MySQL Delete Rows from Slave

innodbMySQLreplication

I want to truncate the majority of data on a slave such that it only has the most recent records. I'll eventually demote the current master, making it a read-only archive, and promote the truncated slave to master. The primary motivation for truncation is reclamation of disk space; I want to dump and restore the slave.

Questions:

  1. Regarding the dump/restore operation on the slave, I'm planning on stopping the IO and SQL threads, then dumping the table, then dropping the table, the restoring from the dump, then starting the slave threads. Does this sound like the right process?

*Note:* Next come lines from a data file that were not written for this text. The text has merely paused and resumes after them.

PR #2787, opened 2019-06-18
Automatically build image for benchmarks.

coryan:
In this PR we describe how to automate the steps to create the Docker
image for the benchmarks. Once this is merged to `master`, we can enable
the benchmarks and save their logs, but that will come in separate PRs.

Also include the bigtable benchmarks in the image, as we will enable
those in a future PR too.

---
This change is [Reviewable](https://reviewable.io/reviews/googleapis/google-cloud-cpp/2787)


coryan:
I think the Ubuntu install failure and the cache failure (on Travis) are separate issues. The first one was a transient (downloading the googleapis code failed). The second I am debugging elsewhere.

PR #2788, opened 2019-06-19
Initial config for Bigtable benchmarks.

coryan:
Create GKE configuration file (templates) to launch the Bigtable bencharks.
The benchmarks run every hour, using the latest version of the Docker image available
at that time. This Docker image is automatically created on each commit to `master`.

We run the benchmarks periodically because this is the easiest way to guarantee that
only one instance of each benchmark is running.

The raw logs from the benchmarks are captured in BigQuery tables, the analysis and
dashboards will come in a future PR.

This is part of the work to remove the Jenkins builds for google-cloud-cpp.

---
This change is [Reviewable](https://reviewable.io/reviews/googleapis/google-cloud-cpp/2788)

### DIFF
--- a/ci/benchmarks/bigtable/README.md
+++ b/ci/benchmarks/bigtable/README.md
@@ -1,0 +1,177 @@
+# Setting up GKE Deployments for the Bigtable Benchmarks.
+
+This document describes how to setup GKE deployments to continuously run the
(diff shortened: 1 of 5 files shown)


coryan:
Rebased to resolve conflicts.

PR #2793, opened 2019-06-20
Enable CMAKE_SKIP_INSTALL_RPATH for googleapis external project

remyabel:
This restores the fix for https://github.com/googleapis/google-cloud-cpp/issues/2286

---
This change is [Reviewable](https://reviewable.io/reviews/googleapis/google-cloud-cpp/2793)


coryan:
And now I remember, yes, I was getting the same failures for shared library buillds.

remyabel:
OK, I will close this for now and come up with a better fix later. Since this test shows what would happen if somebody attempted to link against the installed libraries, then that means we can't just skip the RPATH. But my question remains if somebody is ever going to be directly linking against the googleapi* shared libraries or if we *only* care about the RPATH for our own purposes. If so:

1. If the installed googleapi* shared libraries are meant to be linked against by users we should fix the RPATH (maybe using something like `$ORIGIN` or whatever, I need to do more research)

2. If they're *not* we should be using either be setting the appropriate cmake RPATH flags or refactor the tests (again I need to think about this)

PR #2797, opened 2019-06-21
cleanup: Move openssl_util from gcs::internal to google::cloud::internal

### LINKED ISSUE #2796: Move the Base64 encode/decode functions from g/c/storage/internal -> g/c/internal
We need to use the `Base64Encode()` and `Base64Decode()` functions in google-cloud-cpp-spanner. It would be best to use these from google/cloud/common/ rather than reaching into google/cloud/storage/.

remyabel:
Fixes #2796

This moves openssl_util to google_cloud_cpp_common. Since JwtSigningAlgorithms
doesn't seem to be used anywhere else I also moved that. Furthermore, OpenSSL
is added as a dependency to google_cloud_cpp_common; ~storage should pull it in
transitively now.~

~I am open to better ways of handling the dependency move if there are any.~

---
This change is [Reviewable](https://reviewable.io/reviews/googleapis/google-cloud-cpp/2797)


remyabel:
I suspect the reason for the build failure is `find_pa

PR #2800, opened 2019-06-21
cleanup: Another small amount of import friction.

coryan:
I missed these problems in the last PR to reduce friction.

---
This change is [Reviewable](https://reviewable.io/reviews/googleapis/google-cloud-cpp/2800)

### DIFF
--- a/google/cloud/bigtable/tests/filters_integration_test.cc
+++ b/google/cloud/bigtable/tests/filters_integration_test.cc
@@ -306,13 +306,12 @@ TEST_F(FilterIntegrationTest, CellsRowLimit) {
     auto inserted = actual.emplace(cell.row_key(), 0);
     inserted.first->second++;
   }
-  using bigtable::RowKeyType;
   std::map<bigtable::RowKeyType, int> expected{
-      {RowKeyType(prefix + "/one-cell"), 1},
-      {RowKeyType(prefix + "/two-cells"), 2},
-      {RowKeyType(prefix + "/many"), 3},
-      {RowKeyType(prefix + "/many-columns"), 3},
-      {RowKeyType(prefix + "/complex"), 3}};
+      {bigtable::RowKeyType(prefix + "/one-cell"), 1},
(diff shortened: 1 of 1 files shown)


google/cloud/bigtable/tests/filters_integration_test.cc
```diff
@@ -306,11 +306,13 @@ TEST_F(FilterIntegrationTest, CellsRowLimit) {
     auto inserted = actual.emplace(cell.row_key(), 0);
     inserted.first->second++;
   }
-  std::map<bigtable::RowKeyType, int> expected{{prefix + "/one-cell", 1},
-                                               {prefix + "/two-cells", 2},
-                                               {prefix + "/many", 3},
-                                               {prefix + "/many-columns", 3},
-                                               {prefix + "/complex", 3}};
+  using bigtable::RowKeyType;
```
devbww: If we're going to use this to shorten the initializers (which I'm ambivalent on), should we also use it for the other instances of RowKeyType in this function?

google/cloud/bigtable/tests/filters_integration_test.cc
```diff
@@ -329,9 +331,11 @@ TEST_F(FilterIntegrationTest, CellsRowOffset) {
     auto inserted = actual.emplace(cell.row_key(), 0);
     inserted.first->second++;
   }
-  std::map<bigtable::RowKeyType, int> expected{{prefix + "/many", 2},
-                                               {prefix + "/many-columns", 2},
-                                               {prefix + "/complex", 78}};
+  using bigtable::RowKeyType;
```
devbww: Ditto.

google/cloud/bigtable/tests/filters_integration_test.cc
coryan: On second thought (thanks for asking) the longer name is fine. Fixed.

google/cloud/bigtable/tests/filters_integration_test.cc
coryan: Done.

  2. What happens, after deleting rows from the slave, if the master sends an UPDATE or DELETE referencing a deleted row?

Best Answer

    • If you are using InnoDB with the option innodb_file_per_table option off (by default on MySQL 5.1 and before), you need to stop the server after the dump (make sure you are not using innodb_fast_shutdown = 2), then delete at least the ibdata1, ib_logfile0, ib_logfile1 and your database directory and finally restart MySQL and import only the final truncated data. Otherwise, your ibdata1 file won't shrink in size.
    • If you have active the option innodb_file_per_table (by default on MySQL 5.5 and later), you have separate .ibd files per table, and your ibdata1 file is not too big, you do not need to import/export the data and delete the InnoDB files. Just delete the appropriate rows and defragment the .ibd files by doing:

      ALTER TABLE <your table> ENGINE=InnoDB; -- for 5.5 and before
      
      ALTER TABLE <your table> ENGINE=InnoDB, ALGORITHM=COPY; -- for 5.6 and later
      
  1. Replication will probably break. On ROW based replication, it will certainly break as it won't find the right rows to affect. On STATEMENT mode some queries may continue working, affecting 0 rows, but as time passes, it is highly probable to find some incompatible query, like an UPDATE that can be done on the master but not on the slave due to a unique key constraint. I do not recommend running a replication with different data on master and slave unless you know for sure that those parts are not modified or they are done in a very restricted way. I can tell you that most of the replication problems I fix are due to replication filters.